PR #862, opened 2017-12-21
fix: Disable API connector delete button if API connector is in use by any integrations

### LINKED ISSUE #847: Disable Delete button on API Connector list page if uses != 0
This is the simplest way of implementing #712.

cc @kahboom

jimmidyson:
Fixes #847

### DIFF
--- a/app/ui/src/app/customizations/api-connector/api-connector-list.component.html
+++ b/app/ui/src/app/customizations/api-connector/api-connector-list.component.html
@@ -50,7 +50,7 @@
           <ng-template #actionTemplate
                        let-item="item"
                        let-index="index">
-            <button type="button" class="btn btn-default">Delete</button>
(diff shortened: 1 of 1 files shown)


zregvart:
Just wondering if we need to declare `uses` first in the `Connector`:

https://github.com/syndesisio/syndesis/blob/9bd33dd4df1ec420891c4b19423a28c6ca94dd24/app/ui/src/app/model.ts#L132-L142

jimmidyson:
We probably should but it's used already in the HTML all over the place -
 https://github.com/jimmidyson/syndesis/blob/fe9a178aeee8ce542bc8833bb708601d3e38cf1f/app/ui/src/app/customizations/api-connector/api-connector-list.component.html#L44-L53 - so I think it's safe enough.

Problem details
What should appear is an exact copy of the lines from the one with "(diff shortened: 1 of 1 files shown)" through the end of the entries above, ends included, and no other text.

Response
(diff shortened: 1 of 1 files shown)


zregvart:
Just wondering if we need to declare `uses` first in the `Connector`:

https://github.com/syndesisio/syndesis/blob/9bd33dd4df1ec420891c4b19423a28c6ca94dd24/app/ui/src/app/model.ts#L132-L142

jimmidyson:
We probably should but it's used already in the HTML all over the place -
 https://github.com/jimmidyson/syndesis/blob/fe9a178aeee8ce542bc8833bb708601d3e38cf1f/app/ui/src/app/customizations/api-connector/api-connector-list.component.html#L44-L53 - so I think it's safe enough.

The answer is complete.